** DIRECTIONS FOR THIS TASK **
Your answer must be the exact lines from the one holding "Fixes issues with" through the final line of the records below, both included, and nothing more.

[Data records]
PR #74, opened 2024-04-09
Fixes issues with checking if login intent was sent

RandomUsername1315:
## Summary

This pull request addresses a failing test case in the `LoginTest` class, specifically the `googleSignInReturnsValidActivityResult` test. The test was failing due to an `IllegalStateException` indicating that no compose hierarchies were found in the app.

### Issue and Root Cause

The test failed with an `IllegalStateException`, suggesting issues with `setContent` related operations. It was determined that conditions were not properly initialized, and Compose UI elements were not stabilized before the test ran.

### Implemented Solution

The issue has been resolved by implementing a waiting mechanism that ensures all elements are stabilized before the test is executed.


Neb1010 (approved):
Yeah leeeeeeeeeet's go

** SOLUTION FOR THIS TASK **
Fixes issues with checking if login intent was sent

RandomUsername1315:
## Summary

This pull request addresses a failing test case in the `LoginTest` class, specifically the `googleSignInReturnsValidActivityResult` test. The test was failing due to an `IllegalStateException` indicating that no compose hierarchies were found in the app.

### Issue and Root Cause

The test failed with an `IllegalStateException`, suggesting issues with `setContent` related operations. It was determined that conditions were not properly initialized, and Compose UI elements were not stabilized before the test ran.

### Implemented Solution

The issue has been resolved by implementing a waiting mechanism that ensures all elements are stabilized before the test is executed.


Neb1010 (approved):
Yeah leeeeeeeeeet's go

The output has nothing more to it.